4. The invoice recognition method of claim 3, wherein the method for cutting the invoice and obtaining the cut map comprises:

acquiring a position area of the invoice content according to the position relation between the invoice content and the two-dimensional code or the seal;

and cutting the invoice picture into a cutting map according to the position area.

5. The invoice recognition method according to claim 1 or 4, wherein the first neural network model comprises a CTPN model, and the method for obtaining the CTPN model comprises the following steps:

acquiring a preset number of invoice picture samples;

cutting the invoice picture sample according to the invoice content to obtain a cut sample;

setting labels for the slitting samples to obtain a training set; wherein the label is a character frame coordinate in the slitting sample;

and training the training set based on the CTPN neural network to obtain the first neural network model.

6. The invoice identification method of claim 1, wherein the method of obtaining the second neural network model comprises:

establishing a training sample and a second sample set according to character features in the invoice;

taking characters of characters in the training sample as a label of the training sample;

and training the second sample set based on the DenseNet + CTC neural network to obtain a second neural network model.

7. The invoice recognition method of claim 1, wherein the method for obtaining the segmentation map splicing result according to the text box and the recognized text comprises the following steps:

matching the content of the text box with the content of the segmentation graph or the invoice content;

and checking the formats of the content of the text box and the value of the content of the invoice, and acquiring the value of the content of the cutting chart or the value of the content of the invoice.

8. The invoice recognition method of claim 1, wherein the method for obtaining the segmentation map splicing result according to the position area and the characters of the character frame comprises the following steps:

acquiring a coordinate area of the text box;

matching the content of the text box with the content of the segmentation chart or the invoice based on the abscissa or the ordinate area to obtain first content;

and acquiring the content of the cutting chart or the content of the invoice for the first content matching value based on the abscissa or the ordinate area.
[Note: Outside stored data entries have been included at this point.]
PR #3440, opened 2026-01-27
 🐛 manager: fix infinite CPU spin in runnableGroup.Start on context cancellation

atharrva01:
## Summary

This PR fixes a control-flow bug in the manager startup lifecycle where `runnableGroup.Start()` could enter an infinite loop when the context is cancelled before all runnables signal readiness.
The issue could cause manager startup or shutdown to hang indefinitely while consuming CPU.

---

## Impact

Before this change, the manager could:

* Spin indefinitely at **100% CPU** after context cancellation
* Hang forever during startup if **any runnable fails its readiness check**
* Hang during **SIGTERM / shutdown** while waiting for runnables
* Leak goroutines stuck inside `Start()`

These scenarios are common in real deployments (RBAC misconfigurations, cache sync failures, API server unavailability), making the issue both user-visible and hard to diagnose.

---

### Scenario 1: Startup failure

1. Start a manager with a runnable whose cache sync fails (e.g. missing RBAC)
2. The runnable never signals readiness
3. `Start()` waits forever and the manager never becomes ready

### Scenario 2: Shutdown during startup

1. Start the manager
2. Send SIGTERM before all runnables become ready
3. Context is cancelled, but `Start()` keeps looping and burns CPU

---

## Root Cause

The startup loop correctly listens for `ctx.Done()`, but **does not exit the loop** when the context is cancelled.

```go
case <-ctx.Done():
    if err := ctx.Err(); !errors.Is(err, context.Canceled) {
        retErr = err
    }
    // loop continues → ctx.Done() fires forever
```

Since `ctx.Done()` is a closed channel after cancellation, the `select` immediately re-selects it on every iteration, causing a tight busy loop.

---

## Fix

Exit the startup loop immediately when the context is cancelled:

```go
case <-ctx.Done():
    if err := ctx.Err(); !errors.Is(err, context.Canceled) {
        retErr = err
    }
    return
```

This ensures:

* The startup loop terminates correctly
* Errors are propagated to the caller
* Shutdown and startup behave predictably

---

## Behavior After Fix

* Manager startup fails fast instead of hanging
* Shutdown completes cleanly without CPU spin
* No goroutine leaks from stuck `Start()` calls
* Already-started runnables continue running on their own context and are cleaned up via `StopAndWait()`

---

## Verification

* ✅ Code compiles successfully
* ✅ `go vet` passes
* ✅ Existing unit tests pass
* ⚠️ Integration tests require `envtest` binaries (not available in this environment)

---

### DIFF
--- a/pkg/manager/runnable_group.go
+++ b/pkg/manager/runnable_group.go
@@ -167,12 +167,6 @@ func (r *runnableGroup) Start(ctx context.Context) error {
 	var retErr error
 
 	r.startOnce.Do(func() {
-		// NOTE: We intentionally do NOT close startReadyCh here.
-		// Closing a channel that has multiple senders (the readiness check
-		// goroutines in reconcile()) violates Go's channel ownership rules
-		// and causes "send on closed channel" panics. Instead, senders check
-		// ctx.Done() before sending, and the channel is left for GC.
-
 		// Start the internal reconciler.
 		go r.reconcile()
 
@@ -212,8 +206,10 @@ func (r *runnableGroup) Start(ctx context.Context) error {
 						break
 					}
 				}
-				// We're done waiting if the queue is empty, return.
+				// We're done waiting if the queue is empty.
+				// All senders have already sent, so it is safe to close.
 				if len(r.startQueue) == 0 {
+					close(r.startReadyCh)
 					return
 				}
 			}
--- a/pkg/manager/runnable_group_test.go
+++ b/pkg/manager/runnable_group_test.go
@@ -399,7 +399,7 @@ func TestStartReturnsWhenContextCancelledWithPendingReadinessCheck(t *testing.T)
 	// Cancel the context
 	cancel()
 
-	// Start() should return promptly (within 100ms), not hang or spin
+	// Start() should return promptly after context cancellation, not hang or spin
 	select {
 	case <-startReturned:
 		// Success: Start() returned after context cancellation


atharrva01:
hi @inteon @vincepri This fixes a startup/shutdown hang where runnableGroup.Start() could spin indefinitely after context cancellation by returning immediately on ctx.Done().

pkg/manager/runnable_group.go
```diff
@@ -194,6 +194,7 @@ func (r *runnableGroup) Start(ctx context.Context) error {
 				if err := ctx.Err(); !errors.Is(err, context.Canceled) {
 					retErr = err
 				}
+				return
```
sbueringer, line 195: Would be good if we extend test coverage to cover this

sbueringer:
Nice catch, thx!

PTAL at the CLA: https://github.com/kubernetes-sigs/controller-runtime/pull/3440#issuecomment-3804524776

/ok-to-test

atharrva01:
hi @sbueringer I’ve added a focused regression test covering the context-cancellation path in runnableGroup.Start(). I ran the unit test locally; integration tests require envtest binaries, so CI should cover those. Thanks for the suggestion!

image

sbueringer:
@atharrva01 The 🐛 prefix in the PR title I added was intentional. We use this to generate release notes and without it the "PR title verifier" action will block merging this PR

atharrva01:
hi @sbueringer Thanks for the clarification! 👍
I’ve kept that  manager: prefix as suggested.

sbueringer:
Feel free to ping me for review once the CLA is done

atharrva01:
Hi @sbueringer, the Easy CLA is now completed ✅
Whenever you have time, I’ve pinged you for review as suggested. Thanks!

pkg/manager/runnable_group_test.go
```diff
@@ -363,6 +363,57 @@ func (r leaderElectionAndWarmupRunnable) NeedLeaderElection() bool {
...
+			return nil
+		}),
+		func(ctx context.Context) bool {
+			// Block forever - never signal ready
+			<-ctx.Done()
+			return false
+		},
+	)).To(Succeed())
+
+	ctx, cancel := context.WithCancel(context.Background())
```
sbueringer: Let's use t.Context() instead of context.Background(), same below (see linter findings)

pkg/manager/runnable_group_test.go
```diff
@@ -363,6 +363,57 @@ func (r leaderElectionAndWarmupRunnable) NeedLeaderElection() bool {
...
+	time.Sleep(10 * time.Millisecond)
+
+	// Cancel the context
+	cancel()
+
+	// Start() should return promptly (within 100ms), not hang or spin
+	select {
+	case <-startReturned:
+		// Success: Start() returned after context cancellation
+	case <-time.After(100 * time.Millisecond):
```
sbueringer: Maybe let's use 5s or so just to make sure we don't get a flake in CI. 100ms should be enough, but not sure how slow CI might be

atharrva01: hi @sbueringer I’ve updated the test to use t.Context() and relaxed the timeout to avoid potential CI flakes, as suggested. Changes are pushed, retriggering CI now.

/retest

sbueringer: @atharrva01 One more linter finding (please see the lint/test results below :))

image

atharrva01: hi @sbueringer Thanks for catching that , there was one remaining context.Background() in the test.
I’ve replaced it with t.Context() to satisfy lint. Changes are pushed.

pkg/manager/runnable_group_test.go
```diff
@@ -363,6 +363,54 @@ func (r leaderElectionAndWarmupRunnable) NeedLeaderElection() bool {
 	return r.needLeaderElection
 }
 
+// TestStartReturnsWhenContextCancelledWithPendingReadinessCheck verifies that
+// runnableGroup.Start() returns promptly when the context is cancelled, even if
```
sbueringer, line 367: Looks like there's an issue, not sure if in prod or test code

```
WARNING: DATA RACE
Write at 0x00c0006184e0 by goroutine 191:
  runtime.closechan()
      /home/prow/go/pkg/mod/golang.org/toolchain@v0.0.1-go1.25.0.linux-amd64/src/runtime/chan.go:414 +0x0
  sigs.k8s.io/controller-runtime/pkg/manager.(*runnableGroup).Start.func1.deferwrap1()
      /home/prow/go/src/sigs.k8s.io/controller-runtime/pkg/manager/runnable_group.go:170 +0x33
  runtime.deferreturn()
      /home/prow/go/pkg/mod/golang.org/toolchain@v0.0.1-go1.25.0.linux-amd64/src/runtime/panic.go:589 +0x5d
  sync.(*Once).doSlow()
      /home/prow/go/pkg/mod/golang.org/toolchain@v0.0.1-go1.25.0.linux-amd64/src/sync/once.go:78 +0xd1
  sync.(*Once).Do()
      /home/prow/go/pkg/mod/golang.org/toolchain@v0.0.1-go1.25.0.linux-amd64/src/sync/once.go:69 +0x44
  sigs.k8s.io/controller-runtime/pkg/manager.(*runnableGroup).Start()
      /home/prow/go/src/sigs.k8s.io/controller-runtime/pkg/manager/runnable_group.go:169 +0xb5
  sigs.k8s.io/controller-runtime/pkg/manager.init.func5.3.1()
      /home/prow/go/src/sigs.k8s.io/controller-runtime/pkg/manager/runnable_group_test.go:181 +0xca

Previous read at 0x00c0006184e0 by goroutine 238:
  runtime.chansend()
      /home/prow/go/pkg/mod/golang.org/toolchain@v0.0.1-go1.25.0.linux-amd64/src/runtime/chan.go:176 +0x0
  sigs.k8s.io/controller-runtime/pkg/manager.(*runnableGroup).reconcile.func1.1()
      /home/prow/go/src/sigs.k8s.io/controller-runtime/pkg/manager/runnable_group.go:249 +0xc4

Goroutine 191 (running) created at:
  sigs.k8s.io/controller-runtime/pkg/manager.init.func5.3()
      /home/prow/go/src/sigs.k8s.io/controller-runtime/pkg/manager/runnable_group_test.go:178 +0xf9
  github.com/onsi/ginkgo/v2/internal.(*Suite).runNode.func3()
      /home/prow/go/pkg/mod/github.com/onsi/ginkgo/v2@v2.27.2/internal/suite.go:942 +0x6ed

Goroutine 238 (running) created at:
  sigs.k8s.io/controller-runtime/pkg/manager.(*runnableGroup).reconcile.func1()
      /home/prow/go/src/sigs.k8s.io/controller-runtime/pkg/manager/runnable_group.go:246 +0xfc
  sigs.k8s.io/controller-runtime/pkg/manager.(*runnableGroup).reconcile.gowrap1()
      /home/prow/go/src/sigs.k8s.io/controller-runtime/pkg/manager/runnable_group.go:284 +0x41
==================
panic: send on closed channel

goroutine 281 [running]:
sigs.k8s.io/controller-runtime/pkg/manager.(*runnableGroup).reconcile.func1.1()
	/home/prow/go/src/sigs.k8s.io/controller-runtime/pkg/manager/runnable_group.go:249 +0xc5
created by sigs.k8s.io/controller-runtime/pkg/manager.(*runnableGroup).reconcile.func1 in goroutine 279
	/home/prow/go/src/sigs.k8s.io/controller-runtime/pkg/manager/runnable_group.go:246 +0xfd
FAIL	sigs.k8s.io/controller-runtime/pkg/manager	5.433s
```

https://prow.k8s.io/view/gs/kubernetes-ci-logs/pr-logs/pull/kubernetes-sigs_controller-runtime/3440/pull-controller-runtime-test/2018359601396715520 (see https://storage.googleapis.com/kubernetes-ci-logs/pr-logs/pull/kubernetes-sigs_controller-runtime/3440/pull-controller-runtime-test/2018359601396715520/build-log.txt)

atharrva01: hi @sbueringer Thanks for the clarification request, this turned out to be a real concurrency issue in runnableGroup, not just a test artifact.

Start() was closing startReadyCh while readiness goroutines could still send on it, which caused a data race and send on closed channel panic depending on timing. Tests just made this easier to reproduce.

Removing the channel close exposed a second shutdown issue: Start() could block waiting for readiness when StopAndWait() cancelled the group context and all senders had already exited.

The fix now handles both sides explicitly: senders stop on r.ctx.Done(), and Start() exits readiness waiting on either ctx.Done() or r.ctx.Done(). This avoids races and deadlocks while preserving normal startup behavior.

Unit tests and go test -race pass locally; envtest-based integration tests should be covered by CI.

pkg/manager/runnable_group.go
sbueringer, line 211: I got why we can't close the channel in the other cases above, but I think we can still close it here

pkg/manager/runnable_group.go
```diff
@@ -245,7 +255,14 @@ func (r *runnableGroup) reconcile() {
...
 				if rn.Check(r.ctx) {
 					if rn.signalReady {
-						r.startReadyCh <- rn
+						// Use select to avoid sending after Start() has returned.
+						// When ctx is cancelled, Start() exits and is no longer
+						// receiving from startReadyCh. Without this select, we'd
+						// either block forever or panic if the channel were closed.
+						select {
+						case r.startReadyCh <- rn:
+						case <-r.ctx.Done():
```
sbueringer, line 259: I think this has to be the first case otherwise this will still send always on startReadyCh

pkg/manager/runnable_group_test.go
```diff
@@ -363,6 +363,54 @@ func (r leaderElectionAndWarmupRunnable) NeedLeaderElection() bool {
...
+	startReturned := make(chan struct{})
+	go func() {
+		defer close(startReturned)
+		_ = rg.Start(ctx)
+	}()
+
+	// Cancel the context
+	cancel()
+
+	// Start() should return promptly (within 100ms), not hang or spin
```
sbueringer: I think the 100ms are outdated

atharrva01: Just pushed the updates (select reorder + channel discussion).
PTAL when you get a chance, thanks!

sbueringer: Could it be that you overlooked this one: https://github.com/kubernetes-sigs/controller-runtime/pull/3440#discussion_r2781842889?

atharrva01: Hi @sbueringer 👋

Thanks for pointing this out.

I’ve now updated the implementation so that `startReadyCh` is explicitly closed in the success path (i.e., once all runnables have reported readiness and `len(r.startQueue) == 0`).

The two cancellation paths (`ctx.Done()` and `r.ctx.Done()`) still intentionally do not close the channel, since ownership remains with the success path and closing it there would risk violating the single-closer rule.

Additionally, I removed the stale timing reference in the test comment as suggested.

Please let me know if this addresses your concern.

pkoutsovasilis:
Hi 👋 I noticed this was closed by the @atharrva01 without a closing comment. AFAICT the missing return in the `ctx.Done()` branch still appears to be present on main. Was the issue addressed elsewhere, or would it make sense to reopen this PR and/or file a dedicated issue? Thanks 🙇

9. The invoice identification method of claim 8, further comprising a format check method:

and checking the matching value of the first content according to the format characteristic of the first content value.

10. A system for realizing the invoice recognition method of any one of claims 1-8, characterized by comprising a cutting module, a first neural network module, a text block diagram cutting module, a second neural network module, a text block splicing module and a cutting diagram splicing module,

the cutting module is used for cutting the invoice according to the position area of the invoice content to obtain a score cutting chart;

the first neural network module is used for identifying a text box in the segmentation graph based on a first neural network model;

the text block diagram cutting module is used for cutting the cutting diagram into text block diagrams based on the position area of the text frame;

the second neural network module is used for identifying the characters in the character block diagram based on a second neural network model;

the character frame splicing module is used for acquiring a splicing result of the segmentation graph according to the character frame and the recognized characters;

and the segmentation map splicing module is used for acquiring the identification result of the invoice according to the splicing result of the segmentation map.